Consider what a "bus" topology is by a simple example. Imagine a cable with multiple taps on either side. At the end of each such branch is a computer terminal. They are not directly connected to each other, and information is received and transmitted through a single trunk, at both ends of which special terminators are installed that prevent signal reflection. This is a standard linear network topology.
The advantage of such a connection is that the length of the main trunk is significantly reduced, and the failure of a single terminal does not affect the operation of the network as a whole. The main disadvantage is that in case of violations in the operation of the backbone itself, the entire network turns out to be inoperable. In addition, the "bus" topology is limited in the number of connected workstations and has a rather low performance due to the distribution of resources between all terminals in the network. Distribution may be uniform or uneven.
Star topology (star)
The topology of the "star" network in a sense resembles a "bus", with the only difference being that all terminals are connected not to a single backbone, but to a central distribution device (hub).

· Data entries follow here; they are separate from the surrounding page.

Issue #31388, opened 2020-11-12
[4.0] Option "Number of columns" in List All Tags doesn't work


drmenzelit:
### Steps to reproduce the issue
Create some tags.
Create a menu item of type "List All Tags".
Play with the option "Number of Columns".

### Expected result
The tags are showed in columns as set in the options.

### Actual result
The tags are all in one column, but depending of the settings there is 1 or more ul lists holding the tags.

Columns: 7 (one ul with 3 li elements)
![grafik](https://user-images.githubusercontent.com/9153168/98932328-7d188d00-24df-11eb-9471-2a02db78321a.png)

Just through the hub all computers can interact with each other. Information is transmitted from the hub to all devices, but is received only by those for which it is intended. The advantages of such a connection include the possibility of centralized management of all network terminals, as well as the connection of new ones. However, as with the bus, the failure of the central switching device is fraught with consequences for the entire network.
Topology "ring" (ring)
Finally, we have one more type of connection - the ring topology of the network. As is probably already clear from the name, computers are connected sequentially from one to another through intermediate nodes, as a result of which a vicious circle is formed (naturally, a circle in this case is a conditional concept).
During transmission, information from the starting point passes through all terminals that are in front of the final recipient. But the recognition of the ultimate beneficiary is based on token access. That is, only the terminal marked in the information flow receives information. Such a scheme is practically never used due to the fact that the failure of one computer automatically entails a disruption in the operation of the entire network.
Mesh and mixed topology
This type of connections can be obtained by removing some connections from the above connections or adding them additionally. In most cases, this scheme is used in large networks.
In this regard, several mainderivatives. The most common are schemes such as "double ring", "tree", "lattice", "snowflake", "Close network", etc. As you can see even from the names, all these are variations on the theme of the main types of connections, which are taken for the base.
There is also a mixed type of topology, which can combine several others (subnets), grouped according to some characteristic features.
Conclusion
Now it's probably clear what topology is. If we make some general result, this concept is a description of how computers are connected on a network and how they interact. How this is done depends solely on the method of combining the terminals into one. And to say that today it is impossible to single out any one universal connection option. In each specific case and depending on the needs, one or another type of connection can be used. But in local networks, if we talk specifically about them, the most common is the "star" scheme, although the "bus" is still widely used.
It remains to be added that in the topology of networks one can also meet the concepts of centralization and decentralization, but they are mostly associated not with connections, but with the system for managing network terminals and exercising control over them. Centralization is clearly expressed in star connections, but decentralization is also applicable for this type, providing the introduction of additional elements in order to increase network reliability when the central switch fails. A fairly effective development in this regard isthe "hypercube" scheme, however, it is very difficult to develop.